If the past is any indicator of how these provisions work, you'll probably want to think more than two seconds before you swipe your card at the pump.

  • The plastic execs are likely to raise fees or devise other creative tricks to make up for their lost income.
  • If competition forces Wal-Mart (who pays credit card fees) and other retailers to share its wealth by offering customers significant discounts via cash, check or debit cards, you will gain very little. Even though retailers truly do have their customers' interests at heart, they wouldn’t spend all this effort sending proposals to Congress and suing Visa and MasterCard, if they were willing to give it all away.
Retailers frustrated by uncontrollable fees, desperately need governments help

As gas and food prices increase and 80% of buyers use credit (that is 10,000 transactions per second). Interchange fees are the fastest growing expense even over labor and health costs. Instead of charging you a transaction cost, retailers pay between 1.5-3% every time you sign a charge slip. Some low margin businesses are forking out more in fees than they earn in operating margins, causing them to make difficult business decisions. Following the European Union, Canada, and Australia’s lead, retailers argue that government intervention is necessary to protect them from the colossal monopoly credit card companies enjoy (They control 71% of the debit market) .

Large banks face the realization that their enviable monopoly might be taken away

“The statute makes no more sense than regulating the price of a Burger King hamburger solely to the costs of the meat and the bun," according to TCF Bank CEO William A. Cooper. The proposed fee caps will squeeze banks profits significantly because 8.5% of their revenue comes from debit card fees. Even the stock market is worried. When the proposal was announced, shares of financial firms fell sharply.

Bankers claim that cardholders and merchants will soon realize that they won’t know a good thing until it’s gone. The 12 cents loss is not sufficient enough to cover all the benefits they are used to receiving (such as fraud protection).

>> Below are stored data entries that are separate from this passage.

PR #291, opened 2021-09-04
removed a trailing tick

sigkill:
There was a trailing character in the readme "`" that was causing some issue when copying some of the text.


jgriffiths:
@sigkill I will merge this shortly, thanks!

PR #297, opened 2021-10-15
Crypto Garage merge

jgriffiths:
This is the first part of merging diverged changes from https://github.com/cryptogarageinc/ (initially, the cfd-develop branch), with fixes, cleanups and test updates applied.

@k-matsuzawa If you could review I would be grateful, I will be adding your output descriptor changes next.


k-matsuzawa:
ACK ff428db  (I confirmed that all tests succeed locally.)

src/script.c
```diff
@@ -933,27 +944,27 @@ int wally_varbuff_to_bytes(const unsigned char *bytes, size_t bytes_len,
...
         return WALLY_EINVAL;
 
     if (flags & ALL_SCRIPT_HASH_FLAGS) {
         if (!bytes_len)
             return WALLY_EINVAL;
-    } else if (bytes_len != HASH160_LEN && bytes_len != SHA256_LEN) {
-        /* Only v0 witness scripts are currently supported */
-        return WALLY_EINVAL;
+    } else if (version == 0 && bytes_len != HASH160_LEN && bytes_len != SHA256_LEN) {
+        return WALLY_EINVAL; /* Invalid length for v0 witness script */
```
LeoComandini, line 967: Should we check that `bytes_len` is less than or equal to 40 if version is not 0?

src/test/test_confidential_addr.py
```diff
@@ -7,6 +7,47 @@
 CA_PREFIX_LIQUID_REGTEST = 0x04
 EC_PUBLIC_KEY_LEN = 33
 
+hrp = lambda s: s[:s.find('1')]
+
+#   pk=02409b4d18429c6e5cbc0bd59c63b8fe7055f603190c8deed6a644bc95c9772e48
+#   script=OP_HASH160 dc4af3ea14b0592621514e2bd4a0e083c7fac2f2 OP_EQUALVERIFY
+#   -> a914dc4af3ea14b0592621514e2bd4a0e083c7fac2f288
+#   tr hash=409b4d18429c6e5cbc0bd59c63b8fe7055f603190c8deed6a644bc95c9772e48
+segwit_valid_cases = [
```
LeoComandini, line 16: We have some test vectors [here](https://github.com/ElementsProject/elements/blob/master/test/functional/rpc_invalid_address_message.py) if we want to add test coverage also for invalid cases, but it can be done later if you prefer

jgriffiths: Noted, thanks. I think I will add further liquid tests in another commit unrelated to this one, in parallel with enabling taproot sends on liquid in gdk (this PR has been tested with BTC/gdk to ensure taproot sends work as expected).

jgriffiths:
> For sanity preserving reasons, maybe point out that this is not actually a valid taproot address.

@Sjors I'm not sure which line of code you are referring to here?

PR #301, opened 2021-10-21
Add --enable-standard-secp configure argument to build with a non-zkp…

jgriffiths:
… libsecp


configure.ac
```diff
@@ -168,6 +172,12 @@ fi
 if test "x$elements" == "xyes"; then
     AX_CHECK_COMPILE_FLAG([-DBUILD_ELEMENTS=1], [AM_CFLAGS="$AM_CFLAGS -DBUILD_ELEMENTS=1"])
 fi
+if test "x$standard_secp" == "xyes"; then
+    if test "x$elements" == "xyes"; then
+        AC_MSG_FAILURE([ERROR: Elements cannot be enabled with standard libsecp256k1])
+    fi
+    AX_CHECK_COMPILE_FLAG([-DBUILD_STANDARD_SECP=1], [AM_CFLAGS="$AM_CFLAGS -DSTANDARD_SECP=1"])
```
Sjors, line 179: Missing `BUILD_` at the end.

Sjors (commented):
Maybe also add the choice to the build options summary.

The configure check against combining `--enable-standard-secp --enable-elements` works.

However internal.h still tries to include `#include "secp256k1/include/secp256k1_ecdsa_s2c.h"` despite the `#ifndef BUILD_STANDARD_SECP`. It always seems to be defined. See inline for fix.

There's also a bunch of includes in `elements.c` (above `#ifdef BUILD_ELEMENTS`) that need to be excluded. As well as two functions in `sign.c`. See https://github.com/Sjors/libwally-core/commits/updates

After that it builds and the (limited) test suite in LibWallySwift still passes.

Sjors:
tACK 7e010f327a707c81b55cc2756fb894a3e763d9c0

PR #309, opened 2021-12-15
bip32: Add support for key derivation from BIP32 style path strings

jgriffiths:
Required for descriptor support.


src/bip32.c
```diff
@@ -80,6 +85,90 @@ static bool version_is_mainnet(uint32_t ver)
...
+        goto fail;
+
+    *written = 0;
+
+    if (flags & BIP32_FLAG_STR_BARE) {
+        if (i < str_len && str[i] == '/')
+            goto fail; /* bare path must start with a number */
+    } else {
+        if (i < str_len && (str[i] == 'm' || str[i] == 'M'))
+            ++i; /* Skip */
```
LeoComandini, line 111: we should either document that `m` or `M` are ignored and `flags` is used to derive privately or not, or we should expect that those are consistent, or that `m` or `M` if present overrides `BIP32_FLAG_KEY_P*`

LeoComandini:
utACK e01c3b7ccbff6a4e8d8cbb18bf15ea979d4dbfa3, with comment

src/bip32.c
jgriffiths: I'm unable to find any references to `m`/`M` being used to control the final derivation type, rather than it and the hardened indicator `h`/`H` being just case-insensitive. Do you have a link to any docs/software that behaves this way?

The upcoming descriptors PR includes a bip32 change to allow public derivation where hardened path elements are present in the path and we are starting with a non-neutered key. If you can point to any general use of the master key case to control the derivation type, I'm happy to allow inferring it from the input in that PR (perhaps controlled by a flag).

LeoComandini: From https://github.com/bitcoin/bips/blob/master/bip-0032.mediawiki#the-key-tree,

    To shorten notation, we will write CKDpriv(CKDpriv(CKDpriv(m,3H),2),5) as m/3H/2/5.
    Equivalently for public keys, we write CKDpub(CKDpub(CKDpub(M,3),2),5) as M/3/2/5
    ...
    N(m/a/b/c) = N(m/a/b)/c = N(m/a)/b/c = N(m)/a/b/c = M/a/b/c

As a caller, if I pass `xprv...` and `M/1` I'd expect a neutered key in the output.
I think we should document it to make explicit the behavior we want.

Another option is to not allow the leading `m`/`M` which make things a bit ambiguous, since those functions are used for descriptors (so in the form `xpub/0/*`).

jgriffiths: OK, I think I see the misunderstanding.

The spec only defines one result of derivation, which depends on the type of key you start with. Per the table in bip32.c, it doesn't describe deriving e.g. a pub key from a priv key, instead it assumes that if you start with a priv key, you will derive the priv key and then convert the result to a pub key (neutering it). The upper case notation here is just a shorthand to express the derivation identities.

Note that the `m`/'M' in this notation just defines the starting key type, it does not define the desired eventual result; that is defined by the starting key type _plus_ whether there is a surrounding `N()'. Since there is no `N`-notation in the bip32 path strings, the path strings cannot express the desired derived key type using the case of 'm'. This is why no existing libraries interpret the leading 'm' to mean this. Instead you either see priv->pub derivation forced to go via converting from the priv key (e.g rust bip32), or some other method like https://github.com/richardkiss/pycoin/blob/afe30cd45802c44a160cc74779a6ce047b2ece70/pycoin/key/BIP32Node.py#L198 which uses a `.pub` suffix, or in wallys case, we use the derivation flags.

Various libraries allow upper, lower or mixed case strings with little consistency _except_ that none of them assign meaning to the case of the `m`. I think I will add a flag to ignore case, otherwise force lower case. Testing with descriptors against core it seems that upper case hardening `H` indicators are not allowed, and rust bip32 only allows lower case `m` and doesn't allow `h`/'H' at all. A flags seems to be the best way to control that behaviour given we want to support as many inputs as possible, but also need to validate identically to core for descriptors.

PR #397, opened 2021-04-06
Fix/workspace folder pages ux

gweiying:
This PR fixes inconsistent behavior & layout on Workspace between the folders and the unlinked pages. Namely, these bugs are fixed:
- On hover, create button for both folders and pages turns blue
- Create button for pages changed from "Add a new page" to "Create new page" to match folders
- Create button for folders appears before ReactQuery completes. While query is running, loading message will appear. If no folders are retrieved, loading message will disappear. This behavior matches that of unlinked pages below.

### DIFF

Small banks may have been able to boast that they were fine in the financial crisis, but might be in the most trouble and potentially the next to collapse

Smaller banks keep reminding us how well they held up well when times were tough. Less than 4% of community banks failed and this was at a time when larger banks were collapsing by the minute. In today's economic times, they might have the most to lose. Since Dodd Frank only applies to card issuers with $10 billion or more in capital , merchants might ditch the smaller guys and go where the fees are lower. If smaller banks don’t lower their fees, they might be the next to suffer.

I am curious to see how the debate continues, and who gets mad at whom next. I wonder if the bill will really get passed. Only time will tell.